- [About this task]:
The answer should be an exact repeat of the stretch of material below from the line containing "Feel free to try" through the line containing "Thanks for the".

- [Supplied material]:
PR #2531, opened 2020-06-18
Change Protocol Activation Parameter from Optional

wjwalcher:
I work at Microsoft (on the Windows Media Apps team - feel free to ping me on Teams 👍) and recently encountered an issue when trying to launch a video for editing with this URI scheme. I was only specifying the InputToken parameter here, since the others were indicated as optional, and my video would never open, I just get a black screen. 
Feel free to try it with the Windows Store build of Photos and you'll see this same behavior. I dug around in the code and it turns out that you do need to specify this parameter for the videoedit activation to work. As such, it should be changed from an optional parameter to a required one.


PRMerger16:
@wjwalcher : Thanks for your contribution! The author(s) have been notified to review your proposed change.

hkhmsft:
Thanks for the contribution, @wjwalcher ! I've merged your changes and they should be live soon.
...
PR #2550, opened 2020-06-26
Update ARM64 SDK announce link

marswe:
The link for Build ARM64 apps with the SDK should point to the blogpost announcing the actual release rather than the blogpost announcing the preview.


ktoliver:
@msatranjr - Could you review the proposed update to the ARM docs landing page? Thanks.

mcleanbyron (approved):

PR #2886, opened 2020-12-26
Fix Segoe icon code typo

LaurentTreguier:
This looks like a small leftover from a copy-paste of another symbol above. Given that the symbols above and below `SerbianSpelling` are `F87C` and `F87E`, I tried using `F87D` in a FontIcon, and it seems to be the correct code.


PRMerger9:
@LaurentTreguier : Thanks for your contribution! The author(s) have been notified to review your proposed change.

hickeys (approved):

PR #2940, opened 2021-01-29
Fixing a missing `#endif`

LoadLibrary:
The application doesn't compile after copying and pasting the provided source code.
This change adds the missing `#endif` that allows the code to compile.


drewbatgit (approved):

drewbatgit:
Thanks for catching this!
* * *
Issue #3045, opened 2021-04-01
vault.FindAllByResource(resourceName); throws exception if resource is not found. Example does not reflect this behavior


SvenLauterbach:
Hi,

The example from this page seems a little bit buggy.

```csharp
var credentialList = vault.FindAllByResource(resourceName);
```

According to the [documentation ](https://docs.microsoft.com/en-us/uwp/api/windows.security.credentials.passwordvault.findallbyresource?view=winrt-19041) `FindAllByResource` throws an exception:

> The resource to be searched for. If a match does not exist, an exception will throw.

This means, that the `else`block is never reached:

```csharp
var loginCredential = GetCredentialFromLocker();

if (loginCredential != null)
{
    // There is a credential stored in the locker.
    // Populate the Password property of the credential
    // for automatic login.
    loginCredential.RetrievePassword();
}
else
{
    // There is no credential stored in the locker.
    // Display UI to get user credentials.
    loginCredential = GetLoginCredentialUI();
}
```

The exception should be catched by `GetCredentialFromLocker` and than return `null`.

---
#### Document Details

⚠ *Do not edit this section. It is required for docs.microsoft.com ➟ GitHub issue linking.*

- [Solution to this exercise]:
Feel free to try it with the Windows Store build of Photos and you'll see this same behavior. I dug around in the code and it turns out that you do need to specify this parameter for the videoedit activation to work. As such, it should be changed from an optional parameter to a required one.


PRMerger16:
@wjwalcher : Thanks for your contribution! The author(s) have been notified to review your proposed change.

hkhmsft:
Thanks for the contribution, @wjwalcher ! I've merged your changes and they should be live soon.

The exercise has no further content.